Although similarity search based on cross-correlations plays an important role in detecting small earthquakes and low-frequency events, its high computation cost is an obstacle for the application to large datasets. To solve this problem, Yoon et al. (2015) proposed the FAST algorithm, which applies the approximate nearest neighbor search technique using locally sensitive hashing to seismic waveforms. In this method, a binary fingerprint created from the spectrogram of a seismic waveform was mapped to a compact binary code by hash functions using random substitution. Since this hashing yields similar codes from similar waveforms, similar waveform searching become possible without similarity calculation for all combinations among targeted waveforms, reducing computing costs drastically. This approach is effective but memory-consuming because the adopted simple function needs hundreds of hashing operations to assure the accuracy of similar waveform identification. More scalable search can be achieved by using more efficient hashing functions that generate compact binary code containing rich information on seismic waveforms. Recently, in the field of image/audio retrieval problems, deep learning has been used to create such hash functions for efficient similarity search. In this study, we applied this "deep hashing" method to acoustic emission (AE) data obtained in a laboratory experiment to conduct similar event searching.

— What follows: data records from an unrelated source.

PR #24202, opened 2022-03-11
For #23337 - Customize the https-only mode error page

Mugurell:
Based on the designs from https://www.figma.com/file/RyIADLmC3B0BIS9jSiAti3/?node-id=1238%3A63076

Needs https://github.com/mozilla-mobile/fenix/pull/24095 and https://github.com/mozilla-mobile/android-components/pull/11842
(The AC patch must also be validated for Focus - https://github.com/mozilla-mobile/focus-android/issues/6640)

There is an open issue for gecko about this new error page - https://bugzilla.mozilla.org/show_bug.cgi?id=1759114

https://user-images.githubusercontent.com/11428869/157865225-42ae6251-c0c6-429b-89ae-1de355d918e1.mp4

@topotropic Because these error pages are driven from AC and there the "Go back" option used on other pages also is actually "Go Back (Recommended)" I used it for this error page also. 
It is possible to have have the text from Figma but this is the default so it's a simpler solution for a more cohesive design. 
Asking if it's okay to keep the default "Go Back (Recommended)" or if I should change to just "Go back" as on Figma.

### Pull Request checklist

1. click on Show All Checks,

### DIFF
--- a/app/src/main/res/values/strings.xml
+++ b/app/src/main/res/values/strings.xml
@@ -330,6 +330,12 @@
     <string name="preferences_https_only_in_all_tabs">Enable in all tabs</string>
     <!-- Option for the https only setting -->
     <string name="preferences_https_only_in_private_tabs">Enable only in private tabs</string>
+    <!-- Title shown in the error page for when trying to access a http website while https only mode is enabled. -->
+    <string name="errorpage_httpsonly_title">Secure site not available</string>
+    <!-- Message shown in the error page for when trying to access a http website while https only mode is enabled. The message has two paragraphs. This is the first. -->
+    <string name="errorpage_httpsonly_message_title">Most likely, the website simply does not support HTTPs.</string>
+    <!-- Message shown in the error page for when trying to access a http website while https only mode is enabled. The message has two paragraphs. This is the second. -->
+    <string name="errorpage_httpsonly_message_summary">However, it’s also possible that an attacker is involved. If you continue to the website, you should not enter any sensitive info. If you continue, HTTPS-Only mode will be turned off temporarily for the site.</string>
     <!-- Preference for accessibility -->
     <string name="preferences_accessibility">Accessibility</string>
     <!-- Preference to override the Firefox Account server -->
--- a/app/src/main/assets/lowMediumErrorPages.js
+++ b/app/src/main/assets/lowMediumErrorPages.js
@@ -18,11 +18,17 @@ function parseQuery(queryString) {
  * Updates the HTML elements based on the queryMap
  */
 function injectValues(queryMap) {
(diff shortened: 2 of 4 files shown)


app/src/main/res/values/strings.xml
```diff
@@ -312,6 +312,11 @@
     <string name="preferences_screenshots_in_private_mode_disclaimer">If allowed, private tabs will also be visible when multiple apps are open</string>
     <!-- Preference for adding private browsing shortcut -->
     <string name="preferences_add_private_browsing_shortcut">Add private browsing shortcut</string>
+    <string name="errorpage_httpsonly_title">Secure site not available</string>
+    <!-- Message shown in the error page for when trying to access a http website while https only mode is enabled. The message has two paragraphs. This is the first. -->
+    <string name="errorpage_httpsonly_message_title">Most likely, the website simply does not support HTTPs.</string>
+    <!-- Message shown in the error page for when trying to access a http website while https only mode is enabled. The message has two paragraphs. This is the second. -->
+    <string name="errorpage_httpsonly_message_summary">However, it’s also possible that an attacker is involved. If you continue to the website, you should not enter any sensitive info. If you continue, HTTPS-Only mode will be turned off temporarily for the site.</string>
```
gabrielluong, line 319: Can we move these strings to an appropriate section and not inject them in between the `preferences_` strings so that we can maintain keeping related strings to a particular screen together

app/src/main/res/values/strings.xml
```diff
@@ -312,6 +312,11 @@
     <string name="preferences_screenshots_in_private_mode_disclaimer">If allowed, private tabs will also be visible when multiple apps are open</string>
     <!-- Preference for adding private browsing shortcut -->
     <string name="preferences_add_private_browsing_shortcut">Add private browsing shortcut</string>
+    <string name="errorpage_httpsonly_title">Secure site not available</string>
```
gabrielluong, line 315: This needs a localization comment.

app/src/main/res/values/strings.xml
Mugurell: This patch would be added on top of https://github.com/mozilla-mobile/fenix/pull/24095 which adds the strings for these section at lines 321-334 - below the strings for what visually the settings section above - "Private browsing" uses.

mcarare (approved):
LGTM!

Mugurell:
Was thinking of landing this now but maybe it would be better to first land the patch that firsts adds the https-only error page so that this can be cleanly added on top.

Mugurell:
Many checks failed but without any logs or indication about why.
https://github.com/mozilla-mobile/fenix/runs/5740254327?check_suite_focus=true
Trying again.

In this study, we designed a deep learning network to hash AE waveforms inspired by Huang et al. (2017), which developed a deep hashing network for similar image retrieval. We constructed a deep hash network based on 1D-CNN (one-dimensional convolutional neural network) layers, and it maps AE waveforms to a real number array in the size of 64x1. We obtained hash codes by rounding the output vectors. To train the network, we prepared many triplets, which consist of an anker sample, a positive sample similar to the anker sample, and a negative sample with features different from those of the anker. Using the triplets, we trained the network by minimizing the weighted sum of Improved Triplet Loss (Cheng et al. 2016), which controls the distance between output vectors, and other two loss functions that control other characteristics of the output vectors. The training data were prepared based on an AE catalog (consisting of 6057 events) that Tanaka et al. (2021) developed from 10 MS/s continuous AE recordings obtained in the hydraulic fracturing experiments in the laboratory by the combination of conventional auto processing techniques. In this training and the following analyses, we used waveforms recorded by 16 broadband AE sensors.

We performed similar waveform searching in the continuous waveform recordings using the hash code of the above 6057 events as templates. By applying the trained model, we first obtained hash codes for the 16-ch waveforms of the 6057 events and ~35 million windows for the 30-minute continuous record (1024-sample length with 50% overlap to neighboring windows). Next, we calculated Ds, the sum of Hamming distances (number of bits with different values between a pair of binary codes) of the 16-channel records, and extracted windows with Ds smaller than μ−6σ, where μ is average, and σ is the standard deviation of Ds distribution. Finally, we removed duplicate detections and windows with inconsistent travel times among 16 ch records, obtaining additional 16,224 events.

The total size of the 16-channel hash code for the 35 million windows was ~4.5 GB. It is easy to put all of them into a memory of a recent computing environment, allowing us to calculate Hamming distances for all combinations of the 35 million windows without additional input/output to the disk. This calculation corresponds to hashing-based autocorrelation analysis. Under 120 threads of parallelization, it took only 15.5 hours for the calculation. The suggested method is likely useful to solve template matching and autocorrelation problems, which are computationally expensive for large data sets.